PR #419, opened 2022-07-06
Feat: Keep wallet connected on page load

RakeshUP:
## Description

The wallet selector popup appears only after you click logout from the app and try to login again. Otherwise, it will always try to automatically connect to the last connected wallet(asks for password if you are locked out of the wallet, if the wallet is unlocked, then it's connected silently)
------
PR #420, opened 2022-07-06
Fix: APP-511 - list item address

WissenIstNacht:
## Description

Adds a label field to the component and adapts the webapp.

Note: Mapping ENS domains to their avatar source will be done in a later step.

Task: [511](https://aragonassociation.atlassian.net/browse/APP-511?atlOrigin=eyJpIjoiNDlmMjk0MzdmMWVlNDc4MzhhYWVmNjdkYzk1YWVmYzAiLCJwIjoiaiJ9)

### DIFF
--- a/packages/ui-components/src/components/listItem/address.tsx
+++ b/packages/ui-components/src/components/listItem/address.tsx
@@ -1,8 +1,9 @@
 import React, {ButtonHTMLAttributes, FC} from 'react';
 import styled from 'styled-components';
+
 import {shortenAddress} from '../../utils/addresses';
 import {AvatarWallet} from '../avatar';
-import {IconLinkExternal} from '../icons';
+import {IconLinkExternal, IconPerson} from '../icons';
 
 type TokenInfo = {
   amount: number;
------
Check each line above for the string "opened" and copy those that have it.

PR #419, opened 2022-07-06
PR #420, opened 2022-07-06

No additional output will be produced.